■ **Task directions**
Exactly as written, return every line of the data below.

■ **Material provided**
PR #1297, opened 2020-07-21
EL build fixes and additions

zmarano:
- Add RHEL 8 for SAP build workflows.
- Also fix EL 8.2+ builds (need larger install disk size).
- Move the google-cloud-sdk install and remove older dependencies (which don't work on el 8.1+)
- Cleanup logging and output so scriptlet output is correctly logged to the serial console, remove unnecessary save_logs step.


daisy_workflows/image_build/enterprise_linux/ks_helpers.py
```diff
@@ -260,14 +260,21 @@ def BuildKsConfig(release, google_cloud_repo, byos, sap, uefi):
...
     logging.info('Building RHEL 8 image.')
     ks_packages = FetchConfigPart('el8-packages.cfg')
     ks_options = FetchConfigPart('el8-options.cfg')
     if uefi:
       logging.info('Building RHEL 8 for UEFI')
       ks_options = FetchConfigPart('el8-uefi-options.cfg')
     rhel_post = FetchConfigPart('rhel8-post.cfg')
+    if sap:
+      logging.info('Building RHEL 8 for SAP')
+      point = ''
```
hopkiw, line 273: maybe a nitpick but if you're just appending, you could just call this `rhel_post`

daisy_workflows/image_build/enterprise_linux/kickstart/rhel7-sap-post.cfg
```diff
@@ -31,5 +39,12 @@ unar
 "
 
 yum install -y ${SAP_PKGS}
+if [ $? -ne 0 ]; then
+  echo "BuildStatus: Failed to install SAP packages."
```
hopkiw, line 43: same here, aren't SAP packages required?

daisy_workflows/image_build/enterprise_linux/kickstart/el7-post.cfg
```diff
@@ -1,10 +1,22 @@
 # Google Compute Engine kickstart config for Enterprise Linux 7.
-%post --log=/dev/ttyS0
-set -x
+%onerror
+echo "BuildFailed!" > /dev/ttyS0
```
hopkiw, line 3: i still don't think we should be using daisy-isms in here. leaving this code independent is cleaner if possible.

hopkiw: also, el6-post doesn't have this %onerror section, is it not supported on el6?

daisy_workflows/image_build/enterprise_linux/kickstart/rhel7-sap-post.cfg
```diff
@@ -31,5 +29,6 @@ unar
 "
 
 yum install -y ${SAP_PKGS}
-yum install -y fence-agents-gce resource-agents-gcp
+yum install -y fence-agents-gce resource-agents-gcp || exit 0
```
hopkiw, line 32: the others use return, this uses exit

zmarano: Artifact of a failed experiment- changed.

daisy_workflows/image_build/enterprise_linux/kickstart/el7-post.cfg
zmarano: No unfortunately el6 doesn't support this wonderful feature :( So... basically it'll just crash but the logs will still be there and you can see why.

daisy_workflows/image_build/enterprise_linux/kickstart/el6-post.cfg
```diff
@@ -186,4 +186,6 @@ echo "(hd0) /dev/sda" > /boot/grub/device.map
 echo -e "root (hd0,0) \n setup (hd0)" | grub \
   --config-file /boot/grub/grub.conf --batch \
   --device-map /boot/grub/device.map
+
+) 2>&1 | /usr/bin/tee /dev/ttyS0
```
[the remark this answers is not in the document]
zmarano: So, its a combination of things. Moving to cmdline instead of text makes the output usable- redirecting tty3 (which is the live output in anaconda) to ttyS0 means its all logged to the serial console and therefore saved. Some of the commands that we catch are because there are conditions where they can fail and its ok. (I'll add comments)

daisy_workflows/image_build/enterprise_linux/kickstart/el6-post.cfg
```diff
@@ -1,10 +1,17 @@
 # Google Compute Engine kickstart config for Enterprise Linux 6.
-%post --log=/dev/ttyS0
-set -x
+%post --erroronfail
+exec < /dev/tty3 > /dev/tty3
+chvt 3
```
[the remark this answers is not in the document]
zmarano: Its the live execution output.

daisy_workflows/image_build/enterprise_linux/kickstart/el6-options.cfg
```diff
@@ -20,7 +20,7 @@ authconfig --useshadow --passalgo=sha512 --kickstart
 keyboard us
 network --bootproto=dhcp --noipv6 --hostname=localhost --device=eth0
 install
-text
+cmdline
```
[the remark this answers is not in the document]
zmarano: Makes the output usable- text is ncurses, cmdline is real text. https://wiki.centos.org/TipsAndTricks/KickStart

daisy_workflows/image_build/enterprise_linux/kickstart/cleanup.cfg
```diff
@@ -0,0 +1,5 @@
+# Cleanup.
+%post --nochroot --log=/dev/ttyS0
+set -x
+rm -Rf /mnt/sysimage/tmp/*
```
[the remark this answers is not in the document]
zmarano: Actually I need to verify this again because it may not actually be necessary. Will get back to you on this...

daisy_workflows/image_build/enterprise_linux/build_installer.py
```diff
@@ -58,6 +60,8 @@ def main():
   ks_content = ks_helpers.BuildKsConfig(release, repo, byos, sap, uefi)
   ks_cfg = 'ks.cfg'
   utils.WriteFile(ks_cfg, ks_content)
+  # Save the generated kickstart file to the build logs.
+  utils.UploadFile(ks_cfg, '%s/ks.cfg' % logs_path)
```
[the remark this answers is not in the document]
zmarano: Yeah- it should be daisy_logs_path (its not the outs path).

daisy_workflows/image_build/enterprise_linux/kickstart/el7-post.cfg
zmarano: Not a daisy-ism just a message for the fail conditions.

daisy_workflows/image_build/enterprise_linux/kickstart/el6-post.cfg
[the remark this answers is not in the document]
hopkiw: this doesn't redirect tty3, it redirects TO tty3. regardless of the tty3 lines at top, you are only getting serial port output from the `tee` command at the end. `exec > /dev/ttyS0` would have eliminated the need for the subshell and the tee command.

daisy_workflows/image_build/enterprise_linux/kickstart/el7-post.cfg
hopkiw: BuildFailed is a dasiy-ism, though. but i guess it's not too bad, so long as the behavior of the ks rules doesn't depend on being run by daisy.

daisy_workflows/image_build/enterprise_linux/kickstart/el6-post.cfg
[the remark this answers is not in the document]
zmarano: OH! Now I see why they are doing this. You're right, we only care about redirecting tty3 to ttyS0. These solutions all talk about getting live build logs to a screen and a log file. We don't actually care about that because we basically use the console as the log. So yeah- we can do this much easier.

daisy_workflows/image_build/enterprise_linux/kickstart/cleanup.cfg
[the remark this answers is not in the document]
zmarano: Yup- still necessary. A bunch of files end up in tmp that don't get cleaned up unless you do it.

daisy_workflows/image_build/enterprise_linux/kickstart/el7-post.cfg
```diff
@@ -31,20 +40,16 @@ EOL
...
+yum install -y google-cloud-sdk
 
 # Send /root/anaconda-ks.cfg to our logs.
 cp /run/install/ks.cfg /tmp/anaconda-ks.cfg
 
-# Remove files which shouldn't make it into the image.
-rm -f /etc/boto.cfg /etc/udev/rules.d/70-persistent-net.rules
+# Remove files which shouldn't make it into the image. These files may not
+# exist.
+rm -f /etc/boto.cfg /etc/udev/rules.d/70-persistent-net.rules || return 0
```
hopkiw, line 52: `rm -f` returns 0 on missing files. if that's the only fail scenario to handle, you can omit `|| return 0`
also do we want to *return* if one fails? i would think we'd want to continue?

daisy_workflows/image_build/enterprise_linux/kickstart/el8-post.cfg
```diff
@@ -1,10 +1,19 @@
 # Google Compute Engine kickstart config for Enterprise Linux 8.
-%post --log=/dev/ttyS0
-set -x
+%onerror
+echo "Build Failed!" > /dev/ttyS0
+shutdown -h now
+%end
 
+%post --erroronfail
+exec < /dev/tty3 > /dev/ttyS0
```
hopkiw, line 8: still don't understand taking input from tty3
this section doesn't require input, and no input will likely be available from tty3?

hopkiw: also you might want to redirect stderr to the console too

daisy_workflows/image_build/enterprise_linux/kickstart/el7-post.cfg
zmarano: Yeah- your'e right. Changed.

daisy_workflows/image_build/enterprise_linux/kickstart/el8-post.cfg
zmarano: Yeah- ok makes sense. I think the only use case is if you are using anaconda live or with interactive mode. We are not. Changed.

■ **Answer to this exercise**
PR #1297, opened 2020-07-21
EL build fixes and additions

zmarano:
- Add RHEL 8 for SAP build workflows.
- Also fix EL 8.2+ builds (need larger install disk size).
- Move the google-cloud-sdk install and remove older dependencies (which don't work on el 8.1+)
- Cleanup logging and output so scriptlet output is correctly logged to the serial console, remove unnecessary save_logs step.


daisy_workflows/image_build/enterprise_linux/ks_helpers.py
```diff
@@ -260,14 +260,21 @@ def BuildKsConfig(release, google_cloud_repo, byos, sap, uefi):
...
     logging.info('Building RHEL 8 image.')
     ks_packages = FetchConfigPart('el8-packages.cfg')
     ks_options = FetchConfigPart('el8-options.cfg')
     if uefi:
       logging.info('Building RHEL 8 for UEFI')
       ks_options = FetchConfigPart('el8-uefi-options.cfg')
     rhel_post = FetchConfigPart('rhel8-post.cfg')
+    if sap:
+      logging.info('Building RHEL 8 for SAP')
+      point = ''
```
hopkiw, line 273: maybe a nitpick but if you're just appending, you could just call this `rhel_post`

daisy_workflows/image_build/enterprise_linux/kickstart/rhel7-sap-post.cfg
```diff
@@ -31,5 +39,12 @@ unar
 "
 
 yum install -y ${SAP_PKGS}
+if [ $? -ne 0 ]; then
+  echo "BuildStatus: Failed to install SAP packages."
```
hopkiw, line 43: same here, aren't SAP packages required?

daisy_workflows/image_build/enterprise_linux/kickstart/el7-post.cfg
```diff
@@ -1,10 +1,22 @@
 # Google Compute Engine kickstart config for Enterprise Linux 7.
-%post --log=/dev/ttyS0
-set -x
+%onerror
+echo "BuildFailed!" > /dev/ttyS0
```
hopkiw, line 3: i still don't think we should be using daisy-isms in here. leaving this code independent is cleaner if possible.

hopkiw: also, el6-post doesn't have this %onerror section, is it not supported on el6?

daisy_workflows/image_build/enterprise_linux/kickstart/rhel7-sap-post.cfg
```diff
@@ -31,5 +29,6 @@ unar
 "
 
 yum install -y ${SAP_PKGS}
-yum install -y fence-agents-gce resource-agents-gcp
+yum install -y fence-agents-gce resource-agents-gcp || exit 0
```
hopkiw, line 32: the others use return, this uses exit

zmarano: Artifact of a failed experiment- changed.

daisy_workflows/image_build/enterprise_linux/kickstart/el7-post.cfg
zmarano: No unfortunately el6 doesn't support this wonderful feature :( So... basically it'll just crash but the logs will still be there and you can see why.

daisy_workflows/image_build/enterprise_linux/kickstart/el6-post.cfg
```diff
@@ -186,4 +186,6 @@ echo "(hd0) /dev/sda" > /boot/grub/device.map
 echo -e "root (hd0,0) \n setup (hd0)" | grub \
   --config-file /boot/grub/grub.conf --batch \
   --device-map /boot/grub/device.map
+
+) 2>&1 | /usr/bin/tee /dev/ttyS0
```
[the remark this answers is not in the document]
zmarano: So, its a combination of things. Moving to cmdline instead of text makes the output usable- redirecting tty3 (which is the live output in anaconda) to ttyS0 means its all logged to the serial console and therefore saved. Some of the commands that we catch are because there are conditions where they can fail and its ok. (I'll add comments)

daisy_workflows/image_build/enterprise_linux/kickstart/el6-post.cfg
```diff
@@ -1,10 +1,17 @@
 # Google Compute Engine kickstart config for Enterprise Linux 6.
-%post --log=/dev/ttyS0
-set -x
+%post --erroronfail
+exec < /dev/tty3 > /dev/tty3
+chvt 3
```
[the remark this answers is not in the document]
zmarano: Its the live execution output.

daisy_workflows/image_build/enterprise_linux/kickstart/el6-options.cfg
```diff
@@ -20,7 +20,7 @@ authconfig --useshadow --passalgo=sha512 --kickstart
 keyboard us
 network --bootproto=dhcp --noipv6 --hostname=localhost --device=eth0
 install
-text
+cmdline
```
[the remark this answers is not in the document]
zmarano: Makes the output usable- text is ncurses, cmdline is real text. https://wiki.centos.org/TipsAndTricks/KickStart

daisy_workflows/image_build/enterprise_linux/kickstart/cleanup.cfg
```diff
@@ -0,0 +1,5 @@
+# Cleanup.
+%post --nochroot --log=/dev/ttyS0
+set -x
+rm -Rf /mnt/sysimage/tmp/*
```
[the remark this answers is not in the document]
zmarano: Actually I need to verify this again because it may not actually be necessary. Will get back to you on this...

daisy_workflows/image_build/enterprise_linux/build_installer.py
```diff
@@ -58,6 +60,8 @@ def main():
   ks_content = ks_helpers.BuildKsConfig(release, repo, byos, sap, uefi)
   ks_cfg = 'ks.cfg'
   utils.WriteFile(ks_cfg, ks_content)
+  # Save the generated kickstart file to the build logs.
+  utils.UploadFile(ks_cfg, '%s/ks.cfg' % logs_path)
```
[the remark this answers is not in the document]
zmarano: Yeah- it should be daisy_logs_path (its not the outs path).

daisy_workflows/image_build/enterprise_linux/kickstart/el7-post.cfg
zmarano: Not a daisy-ism just a message for the fail conditions.

daisy_workflows/image_build/enterprise_linux/kickstart/el6-post.cfg
[the remark this answers is not in the document]
hopkiw: this doesn't redirect tty3, it redirects TO tty3. regardless of the tty3 lines at top, you are only getting serial port output from the `tee` command at the end. `exec > /dev/ttyS0` would have eliminated the need for the subshell and the tee command.

daisy_workflows/image_build/enterprise_linux/kickstart/el7-post.cfg
hopkiw: BuildFailed is a dasiy-ism, though. but i guess it's not too bad, so long as the behavior of the ks rules doesn't depend on being run by daisy.

daisy_workflows/image_build/enterprise_linux/kickstart/el6-post.cfg
[the remark this answers is not in the document]
zmarano: OH! Now I see why they are doing this. You're right, we only care about redirecting tty3 to ttyS0. These solutions all talk about getting live build logs to a screen and a log file. We don't actually care about that because we basically use the console as the log. So yeah- we can do this much easier.

daisy_workflows/image_build/enterprise_linux/kickstart/cleanup.cfg
[the remark this answers is not in the document]
zmarano: Yup- still necessary. A bunch of files end up in tmp that don't get cleaned up unless you do it.

daisy_workflows/image_build/enterprise_linux/kickstart/el7-post.cfg
```diff
@@ -31,20 +40,16 @@ EOL
...
+yum install -y google-cloud-sdk
 
 # Send /root/anaconda-ks.cfg to our logs.
 cp /run/install/ks.cfg /tmp/anaconda-ks.cfg
 
-# Remove files which shouldn't make it into the image.
-rm -f /etc/boto.cfg /etc/udev/rules.d/70-persistent-net.rules
+# Remove files which shouldn't make it into the image. These files may not
+# exist.
+rm -f /etc/boto.cfg /etc/udev/rules.d/70-persistent-net.rules || return 0
```
hopkiw, line 52: `rm -f` returns 0 on missing files. if that's the only fail scenario to handle, you can omit `|| return 0`
also do we want to *return* if one fails? i would think we'd want to continue?

daisy_workflows/image_build/enterprise_linux/kickstart/el8-post.cfg
```diff
@@ -1,10 +1,19 @@
 # Google Compute Engine kickstart config for Enterprise Linux 8.
-%post --log=/dev/ttyS0
-set -x
+%onerror
+echo "Build Failed!" > /dev/ttyS0
+shutdown -h now
+%end
 
+%post --erroronfail
+exec < /dev/tty3 > /dev/ttyS0
```
hopkiw, line 8: still don't understand taking input from tty3
this section doesn't require input, and no input will likely be available from tty3?

hopkiw: also you might want to redirect stderr to the console too

daisy_workflows/image_build/enterprise_linux/kickstart/el7-post.cfg
zmarano: Yeah- your'e right. Changed.

daisy_workflows/image_build/enterprise_linux/kickstart/el8-post.cfg
zmarano: Yeah- ok makes sense. I think the only use case is if you are using anaconda live or with interactive mode. We are not. Changed.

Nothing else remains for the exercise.